ENCODE, shorthand for ENCyclopedia Of DNA Elements, was launched in 2003 to identify all functional elements in the human genome and freely share the data with the scientific community in accessible and interpretable formats. About a year ago, the NHGRI said that it was seeking grant applications for five new initiatives that would expand the project's catalog of functional elements; move toward a general understanding of the roles of these genomic elements in different contexts; develop strategies to apply the program's findings to disease; increase the number of researchers participating in the project; and develop and disseminate new analytical tools to improve the value of ENCODE data.

Researchers at several institutions have now been selected to oversee eight mapping centers that will create comprehensive catalogs of candidate functional elements in the human and mouse genomes in an expanded number of cell contexts. These include groups at the Broad Institute; Baylor College of Medicine; the University of Michigan, Ann Arbor; the HudsonAlpha Institute for Biotechnology; the University of Alabama in Huntsville; The Jackson Laboratory; Stanford University; the Altius Institute for Biomedical Sciences; the California Institute of Technology; and the University of California, Irvine.

The NHGRI has also awarded grant funding for five centers that will develop and apply new and generalizable methods for characterizing candidate functional elements identified using ENCODE data. These centers will be run by researchers at the University of California, San Francisco; the University of Washington; Stanford; Cornell University; the Lawrence Berkeley National Laboratory; and the Ludwig Institute for Cancer Research/University of California, San Diego School of Medicine.
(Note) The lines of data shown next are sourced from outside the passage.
PR #500, opened 2023-04-07
Add reactive rendering example

Korijn:
* This example is intentionally based on the last commit (0c4f058) before #457 was merged
* It validates all the requirements for a reactive render loop
* @almarklein I would like to request that you refactor this example to make it work on your branch in #490 to validate that reactive rendering is still supported

reactive-rendering


Korijn:
See #490

PR #507, opened 2023-04-14
Skybox validation

almarklein:
* Renames the `examples/models` directory to `examples/data`. I don't feel much for having separate directories for models, data, etc. We don't plan on having that much data; let's just put it into one dir.
* Adds cubemap image.
* Use that to validate the skybox and env map. Example adopted from #353


examples/validation/validate_skybox.py
```diff
@@ -0,0 +1,63 @@
+"""
+Validate Skybox
```
almarklein, line 2: @panxinmiao I invite you to make a suggestion somewhere. That way your name gets attached to the commit for this PR, and you'd get the credits/stats for your work.

examples/data/cubemap.jpg
Korijn, line 1: If I look at #460 it says:

> glTF uses a right-handed coordinate system. glTF defines +Y as up, +Z as forward, and -X as right; the front of a glTF asset faces +Z.

So then the left/right faces are wrong in this cubemap, right?

examples/validation/validate_skybox.py
panxinmiao: Thank you, you are so considerate, 😄

almarklein: Only trying to be fair. I initially wanted to cherry-pick a commit from your PR, but everything has evolved too far to make that work :)

examples/data/cubemap.jpg
panxinmiao: By convention, cubemaps are specified in a left-handed coordinate system. We use a right-hand coordinate system (consistent with glTF regulations), so the left and right faces of this cubemap seem to be opposite. We have taken this into account in the code and made the conversion.

almarklein: There's also this:
https://github.com/pygfx/pygfx/blob/45f2c642336c47feae38960a1a2219fcea3482e7/pygfx/renderers/wgpu/backgroundshader.py#L105-L109

panxinmiao: See: https://github.com/pygfx/pygfx/blob/45f2c642336c47feae38960a1a2219fcea3482e7/pygfx/renderers/wgpu/backgroundshader.py#L105-L109
and
https://github.com/pygfx/pygfx/blob/45f2c642336c47feae38960a1a2219fcea3482e7/pygfx/utils/cube_camera.py#L49-L52

almarklein: Thanks for the clarification @panxinmiao! One thing that I'm not sure about is whether we should flip the x or z dimension. Said differently, do we want an unrotated camera to look at the +Z or -Z face?

panxinmiao: I have also considered this issue before. In fact, flipping the Z dimension would be equivalent to rotating the current cube map 180 degrees around the Y-axis. For users, it doesn't make much difference when used. Moreover, although cubemap specifies the use of a left-hand coordinate system, it does not specifically specify whether the Z-axis faces inside or outside the screen. (Even on Wiki, there is an example of the Z-axis facing left).

Quoted from Wiki:

>Note that the coordinate system for cubemaps is left-handed. If X is forward, and Y is up, then Z is to the left.

To this end, I specifically checked  the code of `three.js` and decided to keep it consistent with its logic (flipping x).

almarklein: In case of doubt, keeping things consistent with ThreeJS is usually a good idea 😄 . Good as it is from my end, then.

examples/validation/validate_skybox.py
```diff
@@ -0,0 +1,63 @@
...
+from wgpu.gui.auto import WgpuCanvas, run
+
+
+env_map_path = Path(__file__).parents[1] / "data" / "cubemap.jpg"
+data = imageio.imread(Path(env_map_path))
+
+h = data.shape[0] // 3
+w = data.shape[1] // 4
+
+posx = np.ascontiguousarray(data[1 * h : 2 * h, 2 * w : 3 * w])
```
panxinmiao, line 31:
```suggestion
"""
The layout of the example cubemap looks like this:
 ┌────┬────┬────┬────┐
 │    │ +Y │    │    │
 ├────┼────┼────┼────┤
 │ -X │ +Z │ +X │ -Z │
 ├────┼────┼────┼────┤
 │    │ -Y │    │    │
 └────┴────┴────┴────┘
 """
posx = np.ascontiguousarray(data[1 * h : 2 * h, 2 * w : 3 * w])
```

panxinmiao: I think maybe we can explain this code a bit, 😄

Korijn (approved):

Issue #272, opened 2022-03-28
Logic in materials is based on details about the wgpu renderer


almarklein:
While looking at #257 I ran into some abstraction leaks. We try to make the worldObject/geometry/material logic free from logic about the renderer. Even though we only have one real renderer (wgpu) this abstraction has helped us (I think) keep the code clean. But there are some things where it's off:

*Last updated 18-04-2023*

* Some material properties are stored just as a property, while others are stored in the uniform buffer. Ideally this is a detail of the renderer.
* Same for world object, though so far only the `render_mask` property.
* `Buffer` and `Texture` set a few wgpu-specific private attributes. Theses are only used by the renderer, though a user could technically use `_wgpu_usage` when needed.
* Actually, there are valid cases where a user *should* be able to set `wgpu_usage`, see #574.
* `Buffer` and `Texture` accept a format that is generic, but also accept a `wgpu.BufferFormat` or `wgpu.TextureFormat` respectively.
* The resource registry for buffers and textures uses wgpu-specific attributes of resources (writing this as I am working on #508, so maybe that has changed). 
* `Material._wgpu_get_pick_info()`
* `WorldObject._wgpu_get_pick_info()`
* utils/cube_camera.py -> uses/wraps a `WgpuRenderer`.
* The `show()` util uses the `WgpuRenderer`, but fair enough since that's the default.

I'm not sure what best to do about this. Just accept it, we use the abstraction as a "rule of thumb"  to keep on track? Or fix it, by moving the offending logic to the renderer?

Korijn:
You're right, it's all supposed to be managed and tracked as part of the renderer. But we don't have to fix this right away.

Korijn:
Decisions:

* wgpu calls will be confined to renderers/backends.
* render state may be managed on public API objects.
* wgpu enums/flags may be used in public API objects. (e.g. culling mode)
* We will embrace the fact that pygfx is based on the class of rendering backends that uses WGPU and similar implementations. As such "leaking abstractions" like properties that go into buffers or trigger shader compilations are OK to have in public API objects. It will be something that all foreseeable rendering backends require anyway.
* As an example, the SVG renderer can still be implemented even if wgpu flags are used in public API objects, since wgpu can be imported without importing the rust binaries and without creating GPU devices/objects. We will not directly further invest in the SVG but it is free for community members to further develop it.

PR #508, opened 2023-04-14
More efficient Buffer and Texture updates

### LINKED ISSUE #321: Manage updates to buffers and textures more efficiently

almarklein:
Closes #321

### Todo

* [x] Introduce a registry that is aware of all buffers and textures, and which ones need an update (uses weakrefs).
* [x] Make the renderer use that instead of checking *all* resources whether they need to be synced.
* [x] Removed a bit of wgpu-specific logic from lights.py
* [x] Updated the list in #272 along the way.
* [x] Removed a print-call from the fly controller. 

### How it now works

(also added this to the code in a comment).

* When a resource is first created, it's _wgpu_object attribute is None
  and its _wgpu_flags is unset.
* When the resource is actually being used somewhere, it will end up
  in the logic that creates a pipeline object (e.g. in _pipeline.py), which
  sets the appropriate usage flags (because that code knows how the resource
  is used) and then uses ensure_wgpu_object to create the object.
* Resources that need to be synced are tracked in the resource_registry,
  but only go into it when they have their _wgpu_object set (i.e. when
  the resource actually exists on the GPU).
* Right before the renderer performs a draw, it queries the registry
  and calls update_resource on each.

This PR basically makes the above work, and then removes the old system (which required updates more spread out over the code).

### DIFF
--- a/pygfx/resources/_base.py
+++ b/pygfx/resources/_base.py
@@ -1,3 +1,5 @@
+import weakref
+
 from ..utils.trackable import Trackable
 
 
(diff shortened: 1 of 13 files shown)


almarklein:
About done. Two validation examples fail. Will look into that.

pygfx/resources/_base.py
```diff
@@ -0,0 +1,77 @@
...
+        self._all = weakref.WeakSet()
+        self._syncable = weakref.WeakSet()
+
+    def _gfx_register(self, resource):
+        """Add a resource to the registry."""
+        if not isinstance(resource, Resource):
+            raise TypeError("Given object is not a Resource")
+        self._all.add(resource)
+
+    def _gfx_mark_for_sync(self, resource):
```
Korijn, line 44: I don't really see why these methods on registry need to be private?

almarklein: It's more that I don't see a reason to make them public, so a private method seems safer (can make it public later if needed, but the reverse is less true).

Korijn (approved):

Six awards were also issued to groups that plan to develop and use novel statistical, mathematical, and computational methods for improved analysis, visualization, or interpretation of ENCODE data. These include teams at Johns Hopkins University; the Sloan Kettering Institute for Cancer Research; Harvard University; Brigham and Women's Hospital; Stanford; Washington University; the University of Utah; and the University of California, Los Angeles.

The NHGRI has also committed funding for a data coordinating center at Stanford and a data analysis center housed at the University of Massachusetts, Amherst and Yale University.
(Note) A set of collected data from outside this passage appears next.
PR #511, opened 2023-04-19
more informative exception message for `Buffer.update_range` valid types

kushalkolar:
I run into this often since `numpy.integer` types (such as `np.int64`) often end up being sent to `update_range()`. I thought about potentially just allowing `update_range()` to take `numpy.integer` types, however that might open up a can of worms where it is expected to support integer types from all array libraries?


almarklein (approved):
Nice! we indeed need to rewrite a few assertions to `if ... raise ...`.

Korijn (approved):

Issue #492, opened 2023-03-28
Proposal for renderer / viewport improvements


almarklein:
### Overview of issues

There are currently a few issues related to how we currently deal with viewports and overlays.

* It currently prevents using the values in the depth buffer.
  * Details and some experiments: #491
  * An earlier discussion: #320
  * Another related discussion: #318
  * This also affects post-processing that needs the depth buffer, like fog: #72
* When rendering to a viewport, code that uses events may need to offset mouse positions for viewport rect
  * E.g. in controllers #490 
  * Probably the Gizmo too?
* Subplots must share renderer props like blend_mode. Users may be forced to use multiple widgets/canvases.

### Proposal

This is a proposal that I think fixes these issues.

```

  ┌───────────────────────────────────────────┐
  │                         Canvas            │
  │ ┌───────────────┐                         │
  │ │  Renderer     │                         │
  │ │               │                         │
  │ │               │                         │
  │ │               │                         │
  │ │               │        ┌───────────┐    │
  │ └───────────────┘        │  Renderer │    │
  │                          │           │    │
  │                          │           │    │
  │                          │           │    │
  │                          │           │    │
  │                          └───────────┘    │
  │                                           │
  └───────────────────────────────────────────┘

```

* We drop the viewport class.
* A renderer can render to a specific region of the canvas.
* The renderer offsets event coordinates, so that everything is relative to the renderers rect. (We can still expose the canvas coords if that's useful.)
* The renderer keeps its own internal render textures, (which may be smaller than the canvas).
* We introduce `rendeer.render_overlay()` that allows rendering stuff like fps counters, gizmo's, axis ticks, labels, etc. This overlay pass does not clear the depth buffer. 
* The renderer gets an API to add post-processing steps. When the renderer flushes its color buffer to the canvas, these steps are applied in the same shader (the flush render pass). (This step is less important and can be implemented later.)
* We may also add the ability for an overlay pass to the total canvas. (May not be needed; let's look at this later.)

This should make that each renderer has a depth buffer that is "intact" and can be sampled by the user. In the flush step, the depth can also be made available. I guess you could still render with the same renderer multiple times for specific use-cases, but then the depth buffer contains the values of the last pass.

[...]

PR #512, opened 2023-04-19
add example of how to map screen to world

kushalkolar:
Simple example of how to map event locations from screen space to world space, includes viewports. As someone who isn't really a graphics person it took me a while to figure out :smile: 

https://user-images.githubusercontent.com/9403332/232991611-56cdcf8c-3b11-4298-990c-ac0f9d1aa157.mp4


almarklein:
Nice example to have! Note that this will change / get easier with #492.

kushalkolar:
I think this should be good to go, or I can wait until #492 and update it then.

almarklein:
Would you mind waiting at least for #482?

kushalkolar:
Yes of course (I haven't been following that PR, it is massive :smile: )

examples/feature_demo/map_click_events_to_world.py
```diff
@@ -0,0 +1,132 @@
...
+            pos[0] - viewport.rect[0],
+            pos[1] - viewport.rect[1],
+        )
+
+        vs = viewport.logical_size
+
+        # convert position to NDC
+        x = pos_rel[0] / vs[0] * 2 - 1
+        y = -(pos_rel[1] / vs[1] * 2 - 1)
+        pos_ndc = Vector3(x, y, 0)
```
FirefoxMetzger, line 102: Setting the third component to 0 means that you will always place points/objects onto the near plane of the camera. This works well for orthographic projections but may give odd results once you switch to perspective or parallel projections.

Unfortunately, picking a good number for the depth is always opinionated because you are literally pulling a number out of thin air (cursor gives you X,Y, but no Z). One way to do this that could be "natural" (depending on your application) is to do a ray-plane intersection with the XZ plane (going through the origin) and place objects there.

Korijn:
> Yes of course (I haven't been following that PR, it is massive 😄 )

It's been merged now, so if you can refactor your example to be compatible, we can have another look and merge it.

kushalkolar:
Digging through `pylinalg` and can't quite find the equivalent for this important bit:

```python
pos_world = (
    camera.position.clone().project(camera).add(pos_ndc).unproject(camera)
)
```

This is not quite right:

```python
# this is the click position in canvas space
pos = (ev.x, ev.y)
print(f"position click: {pos}")

for viewport, scene, camera in zip(viewports, scenes, cameras):
    if not viewport.is_inside(*pos):
        continue

    # get position relative to viewport
    pos_rel = (
        pos[0] - viewport.rect[0],
        pos[1] - viewport.rect[1],
    )

    vs = viewport.logical_size

    # convert position to NDC
    x = pos_rel[0] / vs[0] * 2 - 1
    y = -(pos_rel[1] / vs[1] * 2 - 1)
    pos_ndc = (x, y)

    vec = vec_unproject(
        pos_ndc, camera.camera_matrix
    )

    x = vec[0] + x
    y = vec[1] + y

    pos_world = vec_transform((x, y, 0), camera.view_matrix)
```

https://github.com/pygfx/pygfx/assets/9403332/7c40e2ee-ca2f-449d-803f-dba4e3f99798

almarklein:
You'd have to use the `camera.camera_matrix` in both cases. I think it'd be something like (untested):
```py
abs_pos_ndc = vec_transform(camera.world.position, camera.camera_matrix) + pos_ndc
pos_world = vec_unproject(abs_pos_ndc, camera.camera_matrix)
```

kushalkolar:
That almost does it, thanks! Ready for a look again. I think a click exampe for perspective projections can be separate since that's a bit more involved.

almarklein (approved):

Korijn (approved):

Korijn:
Thanks again!

PR #516, opened 2023-04-21
New cache class, apply to mipmaps

almarklein:
See #322 

This PR introduces a new GPUCache class, intended for use within the `renderers.wgpu` subpackage. The cache uses weakrefs, so the objects being cached should still be stored somehow, e.g. by attaching them to an world object or Buffer.

The stats of all caches can also be obtained. The `gfx.print_wgpu_report()` function uses it to now also print cache stats!

In this PR I only apply the new cache to the mipmap code. I plan to adopt it in other places in new PR's. Because of the new cache, the MipmapUtil class become absolete, falling apart into a few functions, which I also reordered for readability. Other than that, the mipmap util should not have any logical changes to the code.

While searching the code-base for "cache" I found same comments which I tweaked in a few cases.

### DIFF
--- a/pygfx/renderers/wgpu/_mipmapsutil.py
+++ b/pygfx/renderers/wgpu/_mipmapsutil.py
@@ -1,4 +1,4 @@
-import math
+import numpy as np
 import wgpu
 from ...resources._texture import Texture
 from ._utils import GfxTextureView, GpuCache
@@ -59,9 +59,10 @@ mipmap_source = """
 
 def get_mip_level_count(texture):
     """Get the number of mipmap levels from the texture size."""
-    assert isinstance(texture, Texture)
+    if not isinstance(texture, Texture):
+        raise TypeError("Expecting a Texture object.")
     width, height, _ = texture.size
-    return math.floor(math.log2(max(width, height))) + 1
+    return int(np.floor(np.log2(max(width, height))) + 1)
 
 
 def generate_texture_mipmaps(device, target):
--- a/pygfx/renderers/wgpu/_mipmapsutil.py
+++ b/pygfx/renderers/wgpu/_mipmapsutil.py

"ENCODE has created high-quality and easily accessible sets of data, tools, and analyses that are being used extensively in studies to interpret genome sequences and to understand the consequence of genomic variation," Elise Feingold, a program director in the division of genome sciences at the NHGRI, said in a statement. "These awards provide the opportunity to strengthen this foundation by expanding the breadth and depth of the resource."